Let's use db2144 instead, db2143's rack (b5) will go on maintenance the following day or even the same one.

I wasn't sure whether "set to read-only" mode here is referring to something that controls the mysql server or etcd/mw-config. Based on reviewing dbctl's code, it seems dbctl --scope codfw section x2 ro essentially sets a $wgLBFactoryConf['readOnlyBySection'] key for MediaWiki to find.

readOnlyBySection is documenting as setting read-only mode for specific "main" sections, where "main" refers to the distinction between newMainLB and newExternalLB, in other words s1-8 vs something like parsercache, externalstore (es text db hosts), or extension1-2. The latter external clusters are shared by all wikis and hence a "per section" read-only mode would not meaningfully be different from setting all wikis to read-only, noting that the main purpose of the configured read-only mode in MW is to ensure UI workflows are aware of read-only mode before attempting to submit a write and thus avoid dissapointing editors with a surprise submission failure. To statically configure MW such that it won't even attempt to connect or write to ExternalStore or other external clusters, one should configure MW to generally be read-only at that point as it would not be meaningfully different. See also T298876: x1 cannot be set to read only on MW which covered the same, where it was said that dbctl doesn't support setting ro readonly for x1. I assumed this meant that such command would fail, instead of giving dbctl operators the false impression that it does something useful. If that is not the case, then perhaps that is worth improving in dbctl, by limiting that option to the main sections.

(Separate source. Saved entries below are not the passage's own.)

PR #227, opened 2020-07-27
Update angular design pattern links to point to monorepo

daileytj:
Fixes PXBLUE 1476.

- Update angular design pattern links to point to monorepo


jeffvg:
will stackblitz support loading up a specific page like we do for react code sandbox?

daileytj:
> will stackblitz support loading up a specific page like we do for react code sandbox?

Unfortunately at this time it doesn't. Code Sandbox supports this but we can't get it working there right now.

joebochill:
Do we also want to point side-navigation and icon-navigation to the component library for Drawer?

Might also be nice for these (Empty State, Side Navigation, Icon Navigation, maybe Login) to add a `// TODO` comment to switch these over to the "Component Recommendations style" instead of a "Interactive Code example" once we have one designed.

PR #230, opened 2020-08-05
Update react theme link

joebochill:
- Update the link for the react theme demo

## NOTE
The master branch equivalent for this should be merged in quickly after the themes change goes into the master branch (dev branch PR is here https://github.com/pxblue/themes/pull/96) because the folder structure/location of the demo will change


joebochill:
> why is this an embeded link?

Looks like it never changed from when the example was embedded. It doesn't make a big difference, but I'll update it.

I'll also note that the SqlBagOStuff interface we use for parser cache and main stash tolerates write failures gracefully, so encountering a few failed queries while read-only is fine. It behaves the same as when a Memcached query fails, which is to return false as if the key didn't exist.

Lastly, the MW-Rdbms library we use for all database interaction (both primary wiki data as well as parsercache/mainstash etc.) uses SELECT @@GLOBAL.read_only before writing to any db host, and this is cached and dynamically sets read-only mode for a few seconds to debounce writes failures.

dbctl won't do anything and there's no point in running it. But setting read_only=1 on the server should cause writes to fail gracefully. So go ahead with the master switch, omitting the read-only mode steps.

Ok, thanks

Change 817736 had a related patch set uploaded (by Marostegui; author: Marostegui):

[operations/puppet@production] site.pp: Promote db2144 to x2 codfw master

https://gerrit.wikimedia.org/r/817736

gerritbot added a project: Patch-For-Review.Jul 27 2022, 9:47 AM

Marostegui updated the task description. (Show Details)Jul 27 2022, 9:49 AM

Marostegui updated the task description. (Show Details)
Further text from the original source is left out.